Today the image through which most people remember Mexico 1968 is neither Kip Keino doing a lap of honor after having defeated the legendary American Jim Ryun in the 1,500 meters, nor of Bob Beamon sailing through the air to shatter the Olympic and world long jump records. It is much more likely to be the bowed heads and black-gloved clench fists of African American sprinters John Carlos and Tommy Smith at the medal ceremony after the final of the 200 meters. The civil rights movement and resistance to it in the United States were at their height in the late 1960s and, as the author explains, sport was caught up in this conflict. African American track and field athletes had been radicalized by decades of unfair treatment in domestic competitions and, in an era when sport mega-events were beginning to get significant media exposure, the 1968 Olympics was targeted by the most politically conscious athletes as a perfect event through which to showcase their grievances, particularly coming as it did only a few months after the assassination in Memphis of Rev. Dr. Martin Luther King Jr.

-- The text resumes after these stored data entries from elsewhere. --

PR #2349, opened 2026-08-02
Mac OS Install edits

RubyRaven6:
## Description
Edits to the installation information for Mac OS, as installing devkitpro is no longer necessary.

## **Discord contact info**
ruby.raven


RubyRaven6:
A comment since I realized it once I went to bed, but the installation instructions for these are currently incorrect. Will fix asap

PR #51, opened 2026-02-10
feat: Hounfour Integration — arrakis x loa-finn cross-system bridge

deep-name:
## Summary

- **Sprint 1**: Foundation — BudgetUnitBridge (micro-USD ↔ micro-cents), S2SJwtValidator (ES256 JWKS with tiered caching), agent gateway config, ADR-005
- **Sprint 2**: UsageReceiver 7-step validation pipeline, PG schema migration (agent_usage_log), S2S auth middleware, internal `/usage-reports` route wiring
- **Sprint 3**: Tier-aware pool routing (`pool-mapping.ts`), `pool_id` + `allowed_pools` JWT claims (19 total), JWKS E2E contract tests (key rotation, req_hash binding)
- **Sprint 4**: Full pipeline integration tests (S2S JWT → JWS → validate → PG → Redis), route isolation, error cases, budget unit conversion, all 5 PRD goals validated

## Key components

| Component | Path | Purpose |
|-----------|------|---------|
| Pool Mapping | `packages/adapters/agent/pool-mapping.ts` | Tier-aware model→pool resolution (`native` anti-escalation) |
| S2S JWT Validator | `packages/adapters/agent/s2s-jwt-validator.ts` | Inbound loa-finn JWT validation with JWKS caching |
| Usage Receiver | `packages/adapters/agent/usage-receiver.ts` | 7-step usage report validation pipeline |
| S2S Auth Middleware | `packages/adapters/agent/s2s-auth-middleware.ts` | Express middleware for Bearer token auth |
| Agent Gateway | `packages/adapters/agent/agent-gateway.ts` | Pool resolution in invoke()/stream() flows |
| JWT Service | `packages/adapters/agent/jwt-service.ts` | 19-claim JWT signing with pool routing |

## Test plan

- [x] 184+ Hounfour-specific tests passing across 8 test files
- [x] Pool mapping: 43 tests (5 aliases × 3 tiers + edge cases)
- [x] JWKS E2E contract: 22 tests (round-trip, rotation, expiry, tampering)
- [x] S2S JWT validator: 22 tests (ES256, caching, cross-protocol)
- [x] Usage receiver: 26 tests (7-step pipeline, idempotency, Redis warn-only)
- [x] Integration: 26 tests (full pipeline, route isolation, error cases, PRD goals)
- [x] Budget drift/overrun: 50+ tests (no regressions)
- [x] Zero regressions in existing test suite

### DIFF
--- a/packages/adapters/agent/config.ts
+++ b/packages/adapters/agent/config.ts
@@ -217,6 +217,13 @@ function parseIntEnv(value: string | undefined, fallback: number): number {
 
 const VALID_POOL_CLAIM_ENFORCEMENT = new Set<string>(['warn', 'reject']);
 
+/** Strip trailing slashes without polynomial regex (CodeQL js/polynomial-redos). */
+function stripTrailingSlashes(url: string): string {
+  let end = url.length;
+  while (end > 0 && url[end - 1] === '/') end--;
+  return url.slice(0, end);
+}
+
 function parsePoolClaimEnforcement(value: string | undefined): PoolClaimEnforcement {
   if (value != null && VALID_POOL_CLAIM_ENFORCEMENT.has(value)) {
     return value as PoolClaimEnforcement;
@@ -368,7 +375,7 @@ export function loadAgentGatewayConfig(
  */
 export function buildS2SJwtValidatorConfig(s2s: S2SValidationConfig): S2SJwtValidatorConfig {
   return {
-    jwksUrl: `${s2s.loaFinnBaseUrl.replace(/\/+$/, '')}/.well-known/jwks.json`,
+    jwksUrl: `${stripTrailingSlashes(s2s.loaFinnBaseUrl)}/.well-known/jwks.json`,
     expectedIssuer: s2s.expectedIssuer,
     expectedAudience: s2s.expectedAudience,
     jwksCacheTtlMs: s2s.jwksCacheTtlMs,


janitooor:
## The Bridgebuilder Reviews: Round 2 — Seven Observations from Deeper in the Wire

*"The second review catches what the code does right but doesn't yet know it knows."*

These findings emerged from reading full file context, not just the diff. Several are forward-looking — things that don't need fixing today but will matter at scale. Numbered F-10 through F-16, continuing from the original review's F-1 through F-9.

---

### F-10 | Medium | Architecture | JWT Schema Has No Version Field

**Files**: `jwt-service.ts:123-144`

The JWT carries 19 claims. That's a wire protocol. Wire protocols need version numbers.

Adding `pool_id` and `allowed_pools` (Sprint 3) required coordinated deployment of Arrakis and loa-finn. The next claim addition will require the same coordination. There's no mechanism for loa-finn to distinguish "this JWT was minted before pool claims existed" from "this JWT was minted after, but the claims are missing due to a bug."

**FAANG Parallel**: Protocol Buffers solved this in 2001 with field numbering — any field can be added without breaking old consumers. gRPC's backward compatibility guarantees are built on this. Even JWTs themselves support protocol discrimination via the `typ` header. But there's no *version* claim to signal which claims the consumer should expect.

**Suggestion**: Add a `v: 1` claim to the JWT payload. When loa-finn encounters `v: 2`, it knows new claims may be present. When it encounters `v: 1`, it knows `pool_id` might be absent. Small investment now; prevents coordinated-deployment pain later.

**Metaphor**: Imagine writing letters to a pen pal for years — name and address on the envelope. One day you add a phone number. Your pen pal has to guess whether it's intentional or spam. A simple "Letter Format v2" stamp resolves all ambiguity.

---

### F-11 | Praise | Architecture | The Budget Lifecycle Is a Saga Pattern Done Right

**Files**: `agent-gateway.ts:76-198` (invoke), `agent-gateway.ts:204-322` (stream)

The lifecycle — RECEIVED → RESERVED → EXECUTING → FINALIZED — is a textbook **saga pattern** for distributed transactions. What makes it exceptional:

1. **Compensation is automatic**: failed `invoke()` cancels the reservation immediately for non-retryable errors (L189-195). Retryable errors let the TTL expire — a **lease-based** approach from Chubby/ZooKeeper.
2. **Stream has a reconciliation fallback**: the `finally` block (L316-321) schedules a BullMQ reconciliation job if the stream closes without a `usage` event. This is the catch-all compensator that prevents budget leaks.
3. **Idempotency is first-class**: `ALREADY_RESERVED` (L146-148) handles replay without re-reserving budget.

**FAANG Parallel**: Uber's trip lifecycle uses this exact pattern — request → confirm → in_progress → complete, with compensation at each step. AWS Step Functions formalize it as state machines with compensating transactions. What's notable is that Arrakis achieves saga-grade reliability with Redis + BullMQ rather than a dedicated workflow engine. The simplicity is a feature.

---

### F-12 | Low | Correctness | maxCostMicroCents Lacks Unit Clarity

**Files**: `agent-gateway.ts:160`

```typescript
const maxCostMicroCents = estimatedCost * 3 * 100; // cents → micro-cents (×100)
```

The line is correct but the variable `estimatedCost` has no unit suffix. Is it cents? Micro-cents? The budget-unit-bridge uses `bigint` with explicit names (`microUsdToMicroCents`). The `number` path in the gateway deserves the same ceremony.

**Suggestion**: Rename to `estimatedCostCents` in the calling code, or extract `centsToMicroCents()`. Financial code should scream its units at every boundary.

**Metaphor**: NASA's Mars Climate Orbiter burned up in the Martian atmosphere because one team used pounds-force and another used newtons. They were both correct individually. The interface between them was the failure. The `budget-unit-bridge.ts` already prevents this for bigint — extend the same discipline to the `number` path.

---

### F-13 | Praise | Security | Cross-Protocol Confusion Guard Is Rare and Correct

**Files**: `s2s-jwt-validator.ts:96-98`, `s2s-jwt-validator.ts:127-129`

```typescript
// JWT path: enforce typ
if (protectedHeader.typ !== 'JWT') {
  throw new Error('S2S JWT must have typ: JWT');
}

// JWS path: reject JWT typ
if (protectedHeader.typ === 'JWT') {
  throw new Error('JWS must not have typ: JWT (use validateJwt for JWTs)');
}
```

This is defense against cross-protocol confusion — a sibling of the JWT algorithm confusion vulnerability that plagued libraries from 2015-2018 (where RS256-signed tokens were accepted as HS256 using the public key as the HMAC secret). By enforcing `typ` bidirectionally, a token minted for one protocol path can never be accepted in the other.

**What's rare**: Most JWT implementations I review don't check `typ` at all, let alone enforce bidirectional consistency. The error message `(use validateJwt for JWTs)` is the kind of operationally considerate touch that saves 2am debugging sessions. Someone who hits this error knows exactly what to do.

---

### F-14 | Medium | Architecture | Warn-Only Validation Needs a Promotion Path

**Files**: `usage-receiver.ts:167-187`

The pool claim cross-validation is warn-only — correct initial posture (observe before enforce). But there's no mechanism to *promote* from warning to enforcement once confidence is established.

**FAANG Parallel**: Netflix pioneered **"shadow mode"** for production changes — new code paths run in parallel, logging divergences but not affecting traffic. Once the divergence rate drops below a threshold, the new path is promoted. Google's Canary Analysis Service automates this: start at 1% traffic, compare metrics, promote when SLOs are met.

**Suggestion**: Add `pool_claim_enforcement: 'warn' | 'reject'` to `UsageReceiverConfig`. Start in `warn` (current). Once monitoring confirms zero false positives over a soak period, flip to `reject`. The code change is a one-line conditional. The observability path (logs → metrics → dashboard → confidence → enforcement) should be designed now.

---

### F-15 | Praise | Architecture | JWKS Cache Ordering Is Subtle and Correct

**Files**: `s2s-jwt-validator.ts:143-179`

The `getJwks()` method checks `this.inflight` (single-flight dedup) BEFORE the cooldown timer. This ordering is critical:

```typescript
// L154-155: Single-flight dedup — must check BEFORE cooldown so concurrent
// callers join the inflight request instead of hitting cooldown
if (this.inflight) {
  return this.inflight;
}

// THEN check cooldown
const sinceLastAttempt = now - this.lastRefreshAttempt;
```

If reversed — cooldown first — a burst of concurrent requests during cooldown would all get stale/rejected, even if one had triggered a refresh just before cooldown started. By checking inflight first, all concurrent callers piggyback on the live request.

**FAANG Parallel**: This is Go's `singleflight.Group` pattern (used throughout Google's caching layers) and Envoy Proxy's dedup filter. The ordering invariant — "join before check" — is the difference between O(1) and O(N) upstream load during a cache miss storm. The comment on L154-155 doesn't describe *what* the code does — it explains *why the ordering matters*. That's the kind of comment that earns its bytes.

---

### F-16 | Low | Correctness | The `as any` Cast Hides a Type Boundary

**Files**: `usage-receiver.ts:172`

```typescript
report.access_level as any, // AccessLevel expected, string received
```

The cast works because `validatePoolClaims` handles unknown access levels gracefully (returns `{ valid: false }`). But `as any` hides the boundary rather than marking it.

**Suggestion**: Extract a named type guard:

```typescript
function isAccessLevel(s: string): s is AccessLevel {
  return s === 'free' || s === 'pro' || s === 'enterprise';
}
```

Then use it to separate two distinct signals:
- Unknown access level → data quality issue (one log entry)
- Valid access level with mismatched pools → potential security issue (different log entry)

Two different signals deserve two different log entries. The `as any` collapses them into one.

---

### Summary Table

| # | Severity | Category | Title | Action |
|---|----------|----------|-------|--------|
| F-10 | Medium | Architecture | JWT schema has no version field | Add `v: 1` claim |
| F-11 | Praise | Architecture | Budget lifecycle is a saga done right | 🌟 |
| F-12 | Low | Correctness | maxCostMicroCents lacks unit clarity | Rename with unit suffix |
| F-13 | Praise | Security | Cross-protocol confusion guard is rare | 🌟 |
| F-14 | Medium | Architecture | Warn-only validation needs promotion path | Add enforcement config flag |
| F-15 | Praise | Architecture | JWKS cache ordering is subtle and correct | 🌟 |
| F-16 | Low | Correctness | `as any` cast hides type boundary | Extract named type guard |

**Verdict**: Approved. The hardening sprint addressed all Round 1 findings. These Round 2 observations are forward-looking improvements — none block merge.

---

*— The Bridgebuilder*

Witherspoon does an excellent job of forensically examining these major themes, as well as looking at other important issues of the times, such as amateurism, performance-enhancing drugs, and security, in doing so making clear the linkages between wider social and political influences and their practical impact on Mexico’s Olympics. The book is very well researched and equally well written, managing as it does to weave material from archival and interview sources into an embodied documentary-style narrative. Before the Eyes of the World is a book that should appeal widely to Olympic and general sports historians and to those concerned with the political sociology of sport. It should also be of interest to the growing numbers of people studying sport mega-events and event management as well as those members of the general public who are simply interested in reading good historical narrative.
Note
[1]. Arnd Kruger, "The Unfinished Symphony. A History of the Olympic Games from Coubertin to Sameranch," in The International Politics of Sport in the Twentieth Century, ed. Jim Riordan and Arnd Kruger (London: E. & F. N. Spon, 1999), 20.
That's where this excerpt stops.